According to Dr. John Lightfoot, who has written a short section entitled, "The words of the Hebrew Midwives not a lie, but a glorious confession of their faith" (Works 2:357ff), the midwives CONFESSED the most central truth:



> These words of theirs, proceed from the same faith, from whence had proceeded their work of charity,—the children's preservation. And so far are they from being a lie, that they are so glorious a confession of their faith in God, that we find not many, that have gone beyond it: and the things they spake of, so far from false, that they were most admirably and miraculously true, and really done. They saw in very deed the immediate hand and help of God, plainly and really showed to the Hebrew women in their labour: and that, whereas other women naturally, in that case, are weak, fainting, and long in pain; these were strong, lively, and soon delivered. For, as the strength of the promise showed itself in the males of Israel, in that the more they were pressed under servitude and afflicted, the more were they able for generation,—so did the strength of the promise show itself upon the women, in that they were delivered of their children with a supernatural and extraordinary ease and quickness. Therefore, the midwives boldly stand out to Pharaoh, to the venture of a martyrdom; and plainly tell him, that, since they were not in travail as other women, but lively, and strong, and had soon done,—it could be nothing but the immediate hand of God with them; which hand, they are resolved, they will not oppose for all his command, lest they should be found to fight against God. For this confession, so resolutely and gloriously made before Pharaoh, and for their fact answerable, "God made them houses, because they feared him;" that is, married them into the congregation of Israel, and built up Israelitish families by them.

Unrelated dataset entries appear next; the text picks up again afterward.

PR #1008, opened 2023-03-07
Webhook refactored after k8s plugin extraction

huseyinbabal:
## Description

Changes proposed in this pull request:

- Webhook sink is updated to accept new contract `api.Message`
- Introduced rawData param to send original data to sinks
- Collector is updated to enable plugins for also sinks

### Build plugins
```bash
PLUGIN_DOWNLOAD_URL_BASE_PATH=http://localhost:8080/plugin-dist make gen-plugins-index
```

### Run plugin server
```bash
npx serve --listen 8080
```

### Run Botkube with the following  config
ℹ️ You can use [Webhook Site Tester](https://webhook.site) for webhook URL

```bash
export BOTKUBE_CONFIG_PATHS=/tmp/botkube.yml
export BOTKUBE_SETTINGS_KUBECONFIG=${USER}/.kube/config

go run cmd/botkube/main.go
```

The problem, as I perceive it, comes from assuming that the words spoken to Pharaoh were said out of fear of him rather than fear of God. That would be contrary to the express testimony of the text.


----------



## Mushroom (Apr 21, 2010)

Hmmm. Dr Lightfoot makes a considerable point. I will have to re-examine my view of the event. Thanks, Rev. Winzer.


----------



## chbrooking (Apr 22, 2010)

Actually, I think Lightfoot's take rather fanciful.


----------



## alhembd (Apr 22, 2010)

Clark,

This is a rather long reply, simply because I have pasted in John Calvin's comment on this verse. Basically Calvin says (correctly) that the midwives sinned because they lied. However, there was also a godly motive in it that God rewarded: namely, from the fear of God, they refused to obey Pharaoh. And accordingly, God in His mercy rewarded their faith, though He did not approve their lying.

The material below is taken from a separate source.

PR #1014, opened 2023-03-09
Enable actions even if not bind to a specific channel

### LINKED ISSUE #1000: Enable plugin for actions
Currently, the plugins are enabled if they are binded to communication channels. Actions have dedicated bindings section, but we are not enabling them if they are not in the communication channels. So the task;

Now: as the Larger Catechism tells us, we are not duty bound to tell an oppressor or a murderer the whole truth. But, we cannot lie.

I had a dear friend who was fleeing the Nazis in WWII, a Dutchman. He hid in the swamps for a year. (He refused to work in their forced labour camps, because the Queen of Holland had commanded her subjects not to do so.)

Well, this man came home to visit his parents briefly, and he sat down and began to play the organ. While he was playing, a Nazi soldier came with another soldier, and his German shepherd, to the door of the house. He knocked, and the mother answered. The soldier said, "Where is Gerrit?" The woman was shocked, but she was determined not to lie. So, she looked at the dog, and rebuked the soldier for having such a vicious dog. This put the Nazi soldier on the defensive, and he said, "But he's a nice dog." After she rebuked him more, the soldier turned and apologetically left. Meanwhile, her son's life was saved.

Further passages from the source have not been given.